Legal Scholar to Discuss Racial Justice and Incarceration

Michelle Alexander

Michelle Alexander, a noted civil rights litigator and legal scholar, will give a talk titled “The New Jim Crow” on Wednesday, Oct. 22, at 7 p.m. in the Arthur Zankel Music Center at Skidmore College. The talk is open to the public free of charge.

Alexander is the author of The New Jim Crow: Mass Incarceration in the Age of Colorblindness (The New Press, 2010). The book, a New York Times best-seller, has been featured by national radio and television media outlets including NPR, Bill Moyers Journal, the Tavis Smiley Show, and C-Span Washington Journal.

“The fate of millions of people—indeed the future of the black community itself—may depend on the willingness of those who care about racial justice to re-examine their basic assumptions about the role of the criminal justice system in our society,” states Alexander in The New Jim Crow.

 Alexander currently holds a joint appointment at the Kirwan Institute for the Study of Race and Ethnicity and the Moritz College of Law at Ohio State University. She was previously an associate professor of law at Stanford Law School, where she directed civil rights clinics.

For several years, Alexander served as the director of the Racial Justice Project for the ACLU of Northern California, where she helped to lead a national campaign against racial profiling by law enforcement. While an associate at Saperstein, Goldstein, Demchak & Baller, she specialized in plaintiff-side class-action lawsuits alleging race and gender discrimination. 
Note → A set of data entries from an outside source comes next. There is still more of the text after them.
Issue #7731, opened 2021-05-20
Support multiple destinations in make_uri and parse_uri


woodser:
monero-wallet-rpc supports [make_uri](https://www.getmonero.org/resources/developer-guides/wallet-rpc.html#make_uri) and [parse_uri](https://www.getmonero.org/resources/developer-guides/wallet-rpc.html#parse_uri) which can be used to create a request for payment which the sender can parse to pay.

These calls currently only support a single destination address and amount.

This issue requests supporting multiple destination addresses and amounts to accommodate multi-output requests which can be used in a variety of applications or to prepare wallets with available outputs.

An encoding scheme is needed to support multiple addresses and amounts.  The format should be as small as possible to accommodate limited capacity of QR codes.

erciccione:
There is a **$500 bounty** on this issue. See https://github.com/haveno-dex/haveno/issues/83 for details.

benevanoff:
I’ll take a stab :p

woodser:
Example encoding scheme supported on IRC (originally proposed by @benevanoff):

`monero:46BeWrHpwXmHDpDEUmZBWZfoQpdc6HaERCNmx1pEYL2rAcuwufPN9rXHHtyUA4QVy66qeFQkn6sfK8aHYjA3jk3o1Bv16em,46BeWrHpwXmHDpDEUmZBWZfoQpdc6HaERCNmx1pEYL2rAcuwufPN9rXHHtyUA4QVy66qeFQkn6sfK8aHYjA3jk3o1Bv16em?amount=239.39014,123.55423&description=donation,example` (note description text needs escaped).

For backward compatibility, `make_uri` should produce the old format if using a single destination and address and this new format for multiple destinations and addresses.

trasherdk:
Positional parameters, description field optional.

`monero:<addr1>,piconero,base64(desc):<addr2>,piconero,base64(desc)`

benevanoff:
I like @trasherdk 's suggestion better

selsta:
@trasherdk's solution will use more characters overall because you will have e.g. "amount" multiple times.

trasherdk:
I would not use `?`, `amount`, `description` and `=`.

Using `:` as delimiter for separate transactions. `monero:<transaction1>:<transaction2>`
where a transaction is `<addr1>,piconero,base64(desc)` making `description` optional.

selsta:
[...]

PR #9830, opened 2025-03-09
Adding multiple-URI support in `parse_uri` and `make_uri`

U65535F:
A rewritten version of #9756 that is almost similar to it.
The previous source got deleted somehow (apologies).

### DIFF
--- a/src/simplewallet/simplewallet.cpp
+++ b/src/simplewallet/simplewallet.cpp
@@ -6532,25 +6532,71 @@ bool simple_wallet::transfer_main(const std::vector<std::string> &args_, bool ca
     bool r = true;
 
     // check for a URI
-    std::string address_uri, payment_id_uri, tx_description, recipient_name, error;
+    std::string payment_id_uri, tx_description, error;
     std::vector<std::string> unknown_parameters;
-    uint64_t amount = 0;
-    bool has_uri = m_wallet->parse_uri(local_args[i], address_uri, payment_id_uri, amount, tx_description, recipient_name, unknown_parameters, error);
+    std::vector<std::string> addresses;
+    std::vector<uint64_t> amounts;
+    std::vector<std::string> recipient_names;
+    bool has_uri = m_wallet->parse_uri(local_args[i], addresses, amounts, recipient_names, payment_id_uri, tx_description, unknown_parameters, error);
     if (has_uri)
     {
-      r = cryptonote::get_account_address_from_str_or_url(info, m_wallet->nettype(), address_uri, oa_prompter);
-      if (payment_id_uri.size() == 16)
+      for (size_t j = 0; j < addresses.size(); j++)
       {
-        if (!tools::wallet2::parse_short_payment_id(payment_id_uri, info.payment_id))
+        r = cryptonote::get_account_address_from_str_or_url(info, m_wallet->nettype(), addresses[j], oa_prompter);
+        if (payment_id_uri.size() == 16)
         {
-          fail_msg_writer() << tr("failed to parse short payment ID from URI");
+          if (!tools::wallet2::parse_short_payment_id(payment_id_uri, info.payment_id))
+          {
+            fail_msg_writer() << tr("failed to parse short payment ID from URI");
+            return false;
+          }
+          info.has_payment_id = true;
+        }
+        de.amount = amounts[j];
+        de.original = addresses[j];
+        if (!r)
+        {
+          fail_msg_writer() << tr("failed to parse address");
           return false;
         }
-        info.has_payment_id = true;
+        de.addr = info.address;
+        de.is_subaddress = info.is_subaddress;
+        de.is_integrated = info.has_payment_id;
+
+        if (info.has_payment_id || !payment_id_uri.empty())
+        {
+          if (payment_id_seen)
+          {
+            fail_msg_writer() << tr("a single transaction cannot use more than one payment id");
+            return false;
+          }
+          crypto::hash payment_id;
+          std::string extra_nonce;
+          if (info.has_payment_id)
+          {
+            set_encrypted_payment_id_to_tx_extra_nonce(extra_nonce, info.payment_id);
+          }
+          else if (tools::wallet2::parse_payment_id(payment_id_uri, payment_id))
+          {
+            LONG_PAYMENT_ID_SUPPORT_CHECK();
+          }
+          else
+          {
+            fail_msg_writer() << tr("failed to parse payment id, though it was detected");
+            return false;
+          }
+          bool r = add_extra_nonce_to_tx_extra(extra, extra_nonce);
+          if(!r)
+          {
+            fail_msg_writer() << tr("failed to set up payment id, though it was decoded correctly");
+            return false;
+          }
+          payment_id_seen = true;
+        }
+        dsts.push_back(de);
       }
-      de.amount = amount;
-      de.original = local_args[i];
-      ++i;
+      i++;
+      break;
     }
     else if (i + 1 < local_args.size())
     {
--- a/src/wallet/api/wallet.h
+++ b/src/wallet/api/wallet.h
@@ -214,7 +214,9 @@ public:
     virtual void startRefresh() override;
     virtual void pauseRefresh() override;
     virtual bool parse_uri(const std::string &uri, std::string &address, std::string &payment_id, uint64_t &amount, std::string &tx_description, std::string &recipient_name, std::vector<std::string> &unknown_parameters, std::string &error) override;
+    bool parse_uri(const std::string &uri, std::vector<std::string> &addresses, std::vector<std::uint64_t> &amounts, std::vector<std::string> &recipient_names, std::string &payment_id, std::string &tx_description, std::vector<std::string> &unknown_parameters, std::string &error) override;
     virtual std::string make_uri(const std::string &address, const std::string &payment_id, uint64_t amount, const std::string &tx_description, const std::string &recipient_name, std::string &error) const override;
+    std::string make_uri(const std::vector<std::string> &addresses, const std::vector<std::uint64_t> &amounts, const std::vector<std::string> &recipient_names, const std::string &payment_id, const std::string &tx_description, std::string &error) const override;
     virtual std::string getDefaultDataDir() const override;
     virtual bool blackballOutputs(const std::vector<std::string> &outputs, bool add) override;
     virtual bool blackballOutput(const std::string &amount, const std::string &offset) override;
--- a/src/wallet/wallet2.cpp
+++ b/src/wallet/wallet2.cpp
@@ -14942,6 +14942,34 @@ std::string wallet2::decrypt_with_view_secret_key(const std::string &ciphertext,
   return decrypt(ciphertext, get_account().get_keys().m_view_secret_key, authenticated);
 }
 //----------------------------------------------------------------------------------------------------
+std::string wallet2::custom_conver_to_url_format(const std::string &uri) const
+{
+  std::string s = epee::net_utils::conver_to_url_format(uri);
+
+  // replace '=' with "%3D" and '?' with "%3F".
+  std::string result;
+  result.reserve(s.size());
+
+  for (char c : s)
+  {
+    if (c == '=')
+    {
+      result.append("%3D");
+    }
+    else if (c == '?')
+    {
+      result.append("%3F");
+      }
+      
+    else
+    {
+      result.push_back(c);
+    }      
+  }
+
+  return result;
+}
+//----------------------------------------------------------------------------------------------------
 std::string wallet2::make_uri(const std::vector<std::string> &addresses, const std::vector<std::uint64_t> &amounts, const std::vector<std::string> &recipient_names, const std::string &payment_id, const std::string &tx_description, std::string &error) const
 {
   if (addresses.empty())
--- a/src/wallet/wallet2.cpp
+++ b/src/wallet/wallet2.cpp
@@ -14942,56 +14942,108 @@ std::string wallet2::decrypt_with_view_secret_key(const std::string &ciphertext,
   return decrypt(ciphertext, get_account().get_keys().m_view_secret_key, authenticated);
 }
 //----------------------------------------------------------------------------------------------------
-std::string wallet2::make_uri(const std::string &address, const std::string &payment_id, uint64_t amount, const std::string &tx_description, const std::string &recipient_name, std::string &error) const
+std::string wallet2::make_uri(const std::vector<std::string> &addresses, const std::vector<std::uint64_t> &amounts, const std::vector<std::string> &recipient_names, const std::string &payment_id, const std::string &tx_description, std::string &error) const
 {
-  cryptonote::address_parse_info info;
-  if(!get_account_address_from_str(info, nettype(), address))
+  if (addresses.empty())
   {
-    error = std::string("wrong address: ") + address;
+    error = "No recipient data provided.";
+    return std::string();
+  }
+  
+  if (addresses.size() != amounts.size() || addresses.size() != recipient_names.size())
+  {
+    error = "Mismatch between the number of addresses, amounts, and recipient names.";
     return std::string();
   }
 
-  // we want only one payment id
-  if (info.has_payment_id && !payment_id.empty())
-  {
-    error = "A single payment id is allowed";
-    return std::string();
+  std::string addresses_str = "";
+  std::string amounts_str = "";
+  bool amounts_used = false;
+  std::string recipients_str = "";
+  bool recipients_used = false;
+
+  for (size_t i = 0; i < addresses.size(); i++) {
+    const std::string &address = addresses[i];
+    cryptonote::address_parse_info info;
+    if (!get_account_address_from_str(info, nettype(), address))
+    {
+      error = std::string("wrong address: ") + address;
+      return std::string();
+    }
+    if (info.has_payment_id && !payment_id.empty())
+    {
+      error = "Separate payment id given with an integrated address";
+      return std::string();
+    }
+    if (!addresses_str.empty())
+    {
+      addresses_str += ";";
+    }
+    addresses_str += address;
+
+    if (!amounts_str.empty())
+    {
+      amounts_str += ";";
+    }
+    if (amounts[i] > 0)
+    {
+      amounts_used = true;
+    }
+    amounts_str += cryptonote::print_money(amounts[i]);
+    
+    if (!recipients_str.empty())
+    {
+      recipients_str += ";";
+    }
+    if (!recipient_names[i].empty())
+    {
+      recipients_used = true;
+      recipients_str += custom_conver_to_url_format(recipient_names[i]);
+    }
   }
 
-  if (!payment_id.empty())
-  {
-    error = "Standalone payment id deprecated, use integrated address instead";
-    return std::string();
-  }
-
-  std::string uri = "monero:" + address;
+  std::string uri = "monero:" + addresses_str;
   unsigned int n_fields = 0;
 
-  if (!payment_id.empty())
-  {
-    uri += (n_fields++ ? "&" : "?") + std::string("tx_payment_id=") + payment_id;
-  }
-
-  if (amount > 0)
+  if (amounts_used)
   {
     // URI encoded amount is in decimal units, not atomic units
-    uri += (n_fields++ ? "&" : "?") + std::string("tx_amount=") + cryptonote::print_money(amount);
+    uri += (n_fields++ ? "&" : "?") + std::string("tx_amount=") + amounts_str;
   }
 
-  if (!recipient_name.empty())
+  if (recipients_used)
   {
-    uri += (n_fields++ ? "&" : "?") + std::string("recipient_name=") + epee::net_utils::conver_to_url_format(recipient_name);
+    uri += (n_fields++ ? "&" : "?") + std::string("recipient_name=") + recipients_str;
   }
 
   if (!tx_description.empty())
   {
-    uri += (n_fields++ ? "&" : "?") + std::string("tx_description=") + epee::net_utils::conver_to_url_format(tx_description);
+    uri += (n_fields++ ? "&" : "?") + std::string("tx_description=") + custom_conver_to_url_format(tx_description);
+  }
+
+  if (!payment_id.empty())
+  {
+    crypto::hash pid32;
+    if (!wallet2::parse_long_payment_id(payment_id, pid32))
+    {
+      error = "Invalid payment id";
+      return std::string();
+    }
+    uri += (n_fields++ ? "&" : "?") + std::string("tx_payment_id=") + payment_id;
   }
 
   return uri;
 }
 //----------------------------------------------------------------------------------------------------
-bool wallet2::parse_uri(const std::string &uri, std::string &address, std::string &payment_id, uint64_t &amount, std::string &tx_description, std::string &recipient_name, std::vector<std::string> &unknown_parameters, std::string &error)
+std::string wallet2::make_uri(const std::string &address, const std::string &payment_id, uint64_t amount, const std::string &tx_description, const std::string &recipient_name, std::string &error) const
+{
+  std::vector<std::string> addresses { address };
+  std::vector<std::uint64_t> amounts { amount };
+  std::vector<std::string> recipient_names { recipient_name};
+  return make_uri(addresses, amounts, recipient_names, payment_id, tx_description, error);
+}
+//----------------------------------------------------------------------------------------------------
+bool wallet2::parse_uri(const std::string &uri, std::vector<std::string> &addresses, std::vector<std::uint64_t> &amounts, std::vector<std::string> &recipient_names, std::string &payment_id, std::string &tx_description, std::vector<std::string> &unknown_parameters, std::string &error)
 {
   if (uri.substr(0, 7) != "monero:")
   {
@@ -15001,24 +15053,37 @@ bool wallet2::parse_uri(const std::string &uri, std::string &address, std::strin
 
   std::string remainder = uri.substr(7);
   const char *ptr = strchr(remainder.c_str(), '?');
-  address = ptr ? remainder.substr(0, ptr-remainder.c_str()) : remainder;
+  std::string addresses_string = ptr ? remainder.substr(0, ptr-remainder.c_str()) : remainder;
+  boost::split(addresses, addresses_string, boost::is_any_of(";"));
+  addresses.erase(std::remove(addresses.begin(), addresses.end(), ""), addresses.end());
 
-  cryptonote::address_parse_info info;
-  if(!get_account_address_from_str(info, nettype(), address))
+  if (addresses.empty())
   {
-    error = std::string("URI has wrong address: ") + address;
+    error = "No addresses specified in URI.";
     return false;
   }
-  if (!strchr(remainder.c_str(), '?'))
+
+  for (const std::string &address : addresses)
+  {
+    cryptonote::address_parse_info info;
+    if (!get_account_address_from_str(info, nettype(), address))
+    {
+      error = std::string("URI contains improper address: ") + address;
+      return false;
+    }
+  }
+
+  amounts.assign(addresses.size(), 0);
+  recipient_names.assign(addresses.size(), "");
+
+  if (ptr == NULL)
     return true;
 
+  std::string params(ptr+1);
   std::vector<std::string> arguments;
-  std::string body = remainder.substr(address.size() + 1);
-  if (body.empty())
-    return true;
-  boost::split(arguments, body, boost::is_any_of("&"));
+  boost::split(arguments, params, boost::is_any_of("&"));
   std::set<std::string> have_arg;
-  for (const auto &arg: arguments)
+  for (const std::string &arg : arguments)
   {
     std::vector<std::string> kv;
     boost::split(kv, arg, boost::is_any_of("="));
@@ -15036,20 +15101,29 @@ bool wallet2::parse_uri(const std::string &uri, std::string &address, std::strin
 
     if (kv[0] == "tx_amount")
     {
-      amount = 0;
-      if (!cryptonote::parse_amount(amount, kv[1]))
+      std::vector<std::string> amounts_split;
+      boost::split(amounts_split, kv[1], boost::is_any_of(";"));
+      
+      if (amounts_split.size() != addresses.size())
       {
-        error = std::string("URI has invalid amount: ") + kv[1];
+        error = "Incorrect tx_amount count";
         return false;
+      }
+
+      for (size_t i = 0; i < amounts_split.size(); i++)
+      {
+        uint64_t amount;
+        if (!cryptonote::parse_amount(amount, amounts_split[i]))
+        {
+          error = std::string("URI has invalid amount: ") + amounts_split[i];
+          return false;
+        }
+        amounts[i] = amount;
       }
     }
     else if (kv[0] == "tx_payment_id")
     {
-      if (info.has_payment_id)
-      {
-        error = "Separate payment id given with an integrated address";
-        return false;
-      }
+      // standalone payment ids are deprecated. use integrated address
       crypto::hash hash;
       if (!wallet2::parse_long_payment_id(kv[1], hash))
       {
@@ -15057,10 +15131,27 @@ bool wallet2::parse_uri(const std::string &uri, std::string &address, std::strin
         return false;
       }
       payment_id = kv[1];
+
+      if (payment_id.length() != 16 && payment_id.length() != 64)
+      {
+        error = "Invalid payment ID length";
+        return false;
+      }
     }
     else if (kv[0] == "recipient_name")
     {
-      recipient_name = epee::net_utils::convert_from_url_format(kv[1]);
+      std::vector<std::string> names_split;
+      boost::split(names_split, kv[1], boost::is_any_of(";"));
+      if (names_split.size() != addresses.size())
+      {
+        error = "Incorrect recipient_name count";
+        return false;
+      }
+
+      for (size_t i = 0; i < names_split.size(); i++)
+      {
+        recipient_names[i] = epee::net_utils::convert_from_url_format(names_split[i]);
+      }
     }
     else if (kv[0] == "tx_description")
     {
@@ -15071,6 +15162,40 @@ bool wallet2::parse_uri(const std::string &uri, std::string &address, std::strin
       unknown_parameters.push_back(arg);
     }
   }
+
+  if (!recipient_names.empty() && recipient_names.size() != addresses.size())
+  {
+    error = "Incorrect recipient name count. Recipient name count must match address count";
+    return false;
+  }
+  if (!amounts.empty() && amounts.size() != addresses.size())
+  {
+    error = "Incorrect amount count. Amount count must match address count. Zero may be use as a filler";
+    return false;
+  }
+  return true;
+}
+//----------------------------------------------------------------------------------------------------
+bool wallet2::parse_uri(const std::string& uri, std::string& address, std::string& payment_id, uint64_t& amount, std::string& tx_description, std::string& recipient_name, std::vector<std::string>& unknown_parameters, std::string& error)
+{
+  std::vector<std::string> addresses;
+  std::vector<std::uint64_t> amounts;
+  std::vector<std::string> recipient_names;
+  
+  if (!parse_uri(uri, addresses, amounts, recipient_names, payment_id, tx_description, unknown_parameters, error))
+  {
+    error = "Failed to parse uri";
+    return false;
+  }
+  if (addresses.size() > 1)
+  {
+    error = "Multi-recipient URIs currently unsupported in this overload";
+    return false;
+  }
+  address = addresses[0];
+  amount = amounts[0];
+  recipient_name = recipient_names[0];
+
   return true;
 }
 //----------------------------------------------------------------------------------------------------
--- a/src/wallet/wallet2.h
+++ b/src/wallet/wallet2.h
@@ -1641,8 +1641,11 @@ private:
     template<typename T=std::string> T decrypt(const std::string &ciphertext, const crypto::secret_key &skey, bool authenticated = true) const;
     std::string decrypt_with_view_secret_key(const std::string &ciphertext, bool authenticated = true) const;
 
+    std::string custom_conver_to_url_format(const std::string &uri) const;
+    std::string make_uri(const std::vector<std::string> &addresses, const std::vector<std::uint64_t> &amounts, const std::vector<std::string> &recipient_names, const std::string &payment_id, const std::string &tx_description, std::string &error) const;
     std::string make_uri(const std::string &address, const std::string &payment_id, uint64_t amount, const std::string &tx_description, const std::string &recipient_name, std::string &error) const;
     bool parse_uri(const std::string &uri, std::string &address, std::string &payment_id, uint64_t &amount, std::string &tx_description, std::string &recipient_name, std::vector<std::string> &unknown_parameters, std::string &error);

Alexander is a graduate of Stanford Law School and Vanderbilt University. Following law school, she clerked for Justice Harry A. Blackmun on the United States Supreme Court and for Chief Judge Abner Mikva on the U.S. Court of Appeals for the D.C. Circuit.  

Organized by Skidmore’s Committee on Intercultural and Global Understanding, the event is co-sponsored by the Student Government Association Speakers Bureau; Office of Student Diversity Programs; Office of Intercultural Studies; Black Faculty and Staff Group; Student Academic Services; and Ujima, the college’s African/Caribbean cultural awareness club.